Presentation on theme: "How to Lead Children in Their Faith Formation. Myths about teaching Sunday School Myth #1: You have to know the Bible backwards and forwards if you’re."— Presentation transcript:
How to Lead Children in Their Faith Formation
Myths about teaching Sunday School Myth #1: You have to know the Bible backwards and forwards if you’re going to teach Myth Busted! Reading the Bible is a great practice for your own faith, but you don’t have to be a Biblical scholar to teach children about God. What’s important is that you take time to familiarize yourself with the Bible story in your lesson so that you can teach with confidence.
Myths about teaching Sunday School Myth #2: You have to have your faith all figured out Myth Busted! It’s ok if you don’t have your faith figured out, because it means you are still growing. And teaching children about God can even help you grow in your faith. Do take time to pray and ask for guidance if something stumps you.
Myths about teaching Sunday School Myth #3: You have to have all the answers the to the questions children may ask you Myth Busted! It is impossible to predict what kind of questions children will ask you. But, if you have an answer, go ahead and share it! If you don’t have an answer tell them so. You can also turn the question around and ask them what they think. You will be surprised to hear what they have to say.
Children’s Faith Development: ClassFaith StageWhat to expect Preschool Class (ages 3-5) Will mix fantasy and reality together; imagination is formed; unable to think abstractly Faith is developed through stories, images, people, and experiences. Preschool children will need something to touch, taste, feel, and see to go with the Bible story. Children will be egocentric. They will have difficulty seeing from other’s perspective. Elementary Classes (ages 6-11) Understands stories literally; still thinks in concrete ways; able to step back from story to find overarching meaning They are sorting out real from make-believe. They will be interested to know that people in the Bible were real and not characters from a story or superheroes. Children can imagine other’s feelings and perspective. Children can find the “moral of the story” Pair abstract ideas with concrete actions (i.e. explaining love with hugs)
Prayer with Children Teaching children how to pray is one of the greatest ways we can help them form their faith. There are many different ways to pray and types of prayer to use, and the following slides offer some suggestions. Experiment or stick to what you are comfortable with. Variety is great. And if you aren’t comfortable with any of these types of prayer, you can bring one in that is already printed. What is important is that children see adults pray so they can follow the example.
The Alphabet Prayer Pick a letter from the alphabet and ask them to think of something that starts with that letter to be thankful for. Then say a quick prayer thanking God for all the things they said. “Dear God, thank you for apples, Alice, alligators, and everything that starts with the letter ‘A.’ Amen.”

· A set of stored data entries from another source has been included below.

PR #984, opened 2026-05-27
Aggregations and Facets Support for Multi-Retriever

swethakann:
Removes the validation that blocked facets and collectors on multi-retriever requests, and implements aggregation execution as a second pass against the union query after blending.

  - **SearchRequestProcessor:** Removed IllegalArgumentException guards for getFacetsCount() and getCollectorsCount() on the multi-retriever path. The union query is already built from all retriever queries; addDrillDowns wraps it in a DrillDownQuery when facets are present, covering both paths.
  - **SearchHandler:** After executeMultiRetriever returns blended hits, runs a second aggregation pass against the union query — via DrillSideways if facets are present (collecting facet counts and custom collectors in one pass), or a plain searcher.search if only collectors are requested. Blended hits are passed as the topDocsForSample source for sampleTopDocs facets so sampling reflects the final ranked order.
  - **Refactor:** Extracted runDrillSidewaysSearch and executeSearch helpers to eliminate duplicated DrillSideways construction, timeout unwrapping, and search logic between the multi-retriever and single-search paths. No behavior change to the single-search path.

### Tests

Added category field (ATOM, SORTED_SET_DOC_VALUES) to the multi-retriever test index and added four new tests: facets only, collectors only, facets + collectors together, and facets with sampleTopDocs.

### DIFF
--- a/clientlib/src/main/proto/yelp/nrtsearch/search.proto
+++ b/clientlib/src/main/proto/yelp/nrtsearch/search.proto
@@ -1120,7 +1120,7 @@ message SearchResponse {
             // Vector diagnostics, only populated for KNN retrievers
             VectorDiagnostics vectorDiagnostics = 4;
             // Whether collection for this retriever was cut short by a timeout
-            bool hadTimeout = 5;
+            bool hitTimeout = 5;
             // Whether collection for this retriever terminated early (terminateAfter reached)
             bool terminatedEarly = 6;
         }
--- a/clientlib/src/main/proto/yelp/nrtsearch/search.proto
+++ b/clientlib/src/main/proto/yelp/nrtsearch/search.proto
@@ -1119,6 +1119,10 @@ message SearchResponse {
             TotalHits totalHits = 3;
             // Vector diagnostics, only populated for KNN retrievers
             VectorDiagnostics vectorDiagnostics = 4;
+            // Whether collection for this retriever was cut short by a timeout
+            bool hadTimeout = 5;
+            // Whether collection for this retriever terminated early (terminateAfter reached)
+            bool terminatedEarly = 6;
         }
         // Diagnostics specific to multi-retriever search
         message MultiRetrieverDiagnostics {
@@ -1430,6 +1434,8 @@ message ProfileResult {
     message MultiRetrieverProfileResult {
         // Per-retriever profile results keyed by retriever name
         map<string, ProfileResult> retrieverProfileResults = 1;
+        // Profile result for the aggregation pass (facets + collectors) run after blending
+        ProfileResult aggregationProfileResult = 2;
     }
 
     // Stats for search phase
--- a/src/main/java/com/yelp/nrtsearch/server/handler/SearchHandler.java
+++ b/src/main/java/com/yelp/nrtsearch/server/handler/SearchHandler.java
@@ -93,6 +93,10 @@ public class SearchHandler extends Handler<SearchRequest, SearchResponse> {
   private final ExecutorService searchExecutor;
   private final boolean warming;
 
+  /** Return value of {@link #executeMultiRetriever}. */
+  private record MultiRetrieverResult(
+      TopDocs topDocs, boolean hadTimeout, boolean terminatedEarly) {}
+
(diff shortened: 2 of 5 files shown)


clientlib/src/main/proto/yelp/nrtsearch/search.proto
```diff
@@ -1119,6 +1119,10 @@ message SearchResponse {
             TotalHits totalHits = 3;
             // Vector diagnostics, only populated for KNN retrievers
             VectorDiagnostics vectorDiagnostics = 4;
+            // Whether collection for this retriever was cut short by a timeout
+            bool hadTimeout = 5;
```
waziqi89: Shall be named as `hitTimeout` for consistency?

src/main/java/com/yelp/nrtsearch/server/handler/SearchHandler.java
```diff
@@ -93,6 +93,10 @@ public class SearchHandler extends Handler<SearchRequest, SearchResponse> {
   private final ExecutorService searchExecutor;
   private final boolean warming;
 
+  /** Return value of {@link #executeMultiRetriever}. */
+  private record MultiRetrieverResult(
```
waziqi89, line 97: Maybe we want to put those records in a separate class now as their complexity are growing

src/main/java/com/yelp/nrtsearch/server/search/SearchRequestProcessor.java
```diff
@@ -250,7 +250,9 @@ public static SearchContext buildContextForRequest(
       contextBuilder.setCollector(buildDocCollector(collectorCreatorContext));
     }
 
-    // Facets are applied on the union query (all matching docs) for multi-retriever requests.
+    // Facets are applied on the union query for multi-retriever requests. Counts reflect the full
```
waziqi89: Comments are a bit confusing as this line applies to both flow

waziqi89: I also see the difference of collector context between two is only the numOfHits. Shall we consolidate two branches into one place here?

src/test/java/com/yelp/nrtsearch/server/search/MultiRetrieverSearchTest.java
```diff
@@ -89,6 +89,9 @@ protected void initIndex(String name) throws Exception {
                   MultiValuedField.newBuilder()
                       .addValue(String.format("[%f, %f, %f]", i * 0.1f, i * 0.2f, i * 0.3f))
                       .build())
+              .putFields(
+                  "category",
+                  MultiValuedField.newBuilder().addValue(i <= 5 ? "odd" : "even").build())
```
waziqi89: NIT: this "def of even/odd" is a bit weird to understand

src/test/java/com/yelp/nrtsearch/server/search/MultiRetrieverSearchTest.java
```diff
@@ -227,31 +254,131 @@ public void testValidationErrors() {
...
-                "terms",
-                Collector.newBuilder()
-                    .setTerms(TermsCollector.newBuilder().setField("doc_id").setSize(5).build())
-                    .build())
-            .build(),
-        "Collectors are not supported with MultiRetriever requests");
+    assertEquals(1, response.getFacetResultCount());
+    assertEquals("category_facet", response.getFacetResult(0).getName());
+    // All 10 docs matched (union of both retrievers), split into two categories
+    assertEquals(2, response.getFacetResult(0).getLabelValuesCount());
```
waziqi89, line 270: Do we want to assert the each child count

src/main/java/com/yelp/nrtsearch/server/handler/SearchHandler.java
swethakann: I don't see any new field additions immediately here. In case that happens, we can move it to a class then. It might be an overkill for now since it is just used here.

waziqi89 (approved):

aprudhomme (approved):

PR #986, opened 2026-05-29
allow clients to drop the non-positive scored docs in score script

waziqi89:
In the score script rescorer, we don't have support to drop the unwanted docs.
After this, clients can set the score of those to 0.


clientlib/src/main/proto/yelp/nrtsearch/search.proto
```diff
@@ -1362,6 +1362,9 @@ message QueryRescorer {
 message ScriptRescorer {
     // Script to execute per document; must return a double
     Script script = 1;
+    // When true, documents whose final script score is <= 0 are dropped from the result set.
+    // Defaults to false (non-positive scores are kept, matching previous behaviour).
+    bool filter_non_positive = 2;
```
aprudhomme, line 1367: I'm not sure if this filter should be 0 inclusive, since it is a valid document score

waziqi89: I thought 0-score means unmatch, thereby shall drop. But looks like it's not the case in Lucene, 0 is still a "match but no contribution".

waziqi89: I will close this PR for now as I don't know if clients want to drop the doc by setting a negative score

PR #995, opened 2026-06-15
Count accurate totalhits for aggregations

swethakann:
When facets or collectors are requested in a multi-retriever search, the search executes against the union query. Previously, totalHits in the response was taken from the blender output — bounded by the per-retriever recall windows and always GREATER_THAN_OR_EQUAL_TO.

The Echo Prayer Say a simple prayer with simple words in small parts, so that children can repeat what you say. You will need to tell them to repeat after you. “ Dear God (dear God), thank you for this day (thank you…), and thank you (and thank…) for loving us (for loving…). Amen (Amen).”
Teacher Led Prayer You can say a prayer out loud for the children, using your own words. Just keep it short so they don’t lose interest (kids have short attention spans) and use words they will understand.
Fill in the Blank Prayer This kind of prayer is more for the older students. With heads bowed and eyes closed, you start them off with a sentence and the class fills in the blank. You can go in rounds so everyone says something, or they can speak over each other. Both are fine. Here is a simple format, but you can use your own. “Lord God, we thank you for ______________. Please help us with________________. We love you because __________. In Jesus’ name, Amen.”
The Teaspoon (tsp) Prayer The Teaspoon Prayer uses “tsp” as a guide to praying. The letters stand for Thank, Sorry, and Please. You can use this prayer like the Fill in the Blank Prayer, letting the children finish the sentences starting with “Thank you for… I’m sorry that…Please…” Or you can make it conversational like the Alphabet Prayer by listening to their “tsp” prayer requests, and then saying an overarching prayer at the end.
The Important Stuff God is already present with you in that classroom. Prayer goes a long way. The kids are all children of God and so are you. How you treat the children and act in front of them will teach them as much about faith as the actual curriculum. Show them love, grace, kindness, and patience in what you do and say.
You Got This! Thank you again for serving Central’s children in Sunday School! Just by volunteering, you have already taught the children that they are loved and are important. Just let the Holy Spirit flow and let prayer guide you, and you’re going to be great!